Return the lines below exactly as they appear, please, starting with the first and ending with the one that contains "The failing test".

Start of RECORD EXTRACTS

PR #30088, opened 2026-08-28
test(api): make cron cleanup fixture teardown-safe

### LINKED ISSUE #30078: test(api): make cron cleanup regression teardown-safe
## Context

The required `test-api (4)` check for Official Workflow P4 PR #29996 failed twice at exact head `65a773f894d5b308bd8a8a7ffe06b4559cbb543b` in:

- Turbo run `33143544603`, attempt 1, job `98759577153`
- Turbo run `33143544603`, attempt 2, job `98761798322`

The failing test is:

`src/signals/routes/__tests__/cron-delete-cleanups.test.ts > complete delete cleanup crons > caps connector cleanup at ten batches and preserves the UTC cutoff outside UTC`

Attempt 2 provides the causal evidence. The 15-second test deadline expired while the awaited `cleanup-connector` route still owned its batch delete. Vitest then ran the registered fixture cleanup, which issued a marker-wide delete against the same rows. PostgreSQL reported `40P01`:

- process 570: production-shaped batched delete by selected IDs
- process 636: fixture teardown delete by `(user_id, org_id)`
- each process waited on the other transaction

The timeout is therefore followed by a teardown race; the aggregate `ci-gate-turbo` failure and fail-fast cancellations are downstream noise.

A concurrent current-main control did not fail: Turbo run `33144351570`, head `59c6902e5185016fd49b51bc6609ea372380e501`, job `98762070433` completed the same case in 2.644 seconds. Main and P4 Official Workflow suites had similar wall time (24.773s vs 24.254s), so the evidence does not establish that P4 product code caused the latency. It does establish an unsafe test ownership boundary under a slow valid interleaving.

## Requirements

- Identify the first causal ownership/isolation defect in the cron cleanup test and fixture.
- Ensure teardown cannot delete the fixture rows while the awaited cleanup operation still owns work on those rows.
- Preserve the meaningful assertions for the ten-batch cap and strict UTC cutoff.
- Keep fixture data scoped to its unique marker and avoid global/shared-state assertions.
- Do not solve this with a larger timeout, sleeps, assertion retries, skipped coverage, or manual global cleanup.
- Do not change production cleanup semantics unless evidence proves a product race.

## Validation

- Reproduce the original timing/teardown interleaving or otherwise demonstrate the causal boundary before the fix.
- Run the exact targeted test file at least five times after the fix.
- Run related connector cleanup service/route regression coverage.
- Run affected format, lint, and type checks.
- Open a focused PR, complete exact-head CI and self-review, obtain independent review, and merge only through the protected merge queue.

## Relationship

This is a repository-protection blocker for #29996 under EPIC #28905. It is intentionally separate from P4 product code. First-merge-wins still applies; no unrelated PR ordering is reserved.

End of RECORD EXTRACTS

• **ANSWER SECTION**:
PR #30088, opened 2026-08-28
test(api): make cron cleanup fixture teardown-safe

### LINKED ISSUE #30078: test(api): make cron cleanup regression teardown-safe
## Context

The required `test-api (4)` check for Official Workflow P4 PR #29996 failed twice at exact head `65a773f894d5b308bd8a8a7ffe06b4559cbb543b` in:

- Turbo run `33143544603`, attempt 1, job `98759577153`
- Turbo run `33143544603`, attempt 2, job `98761798322`

The failing test is:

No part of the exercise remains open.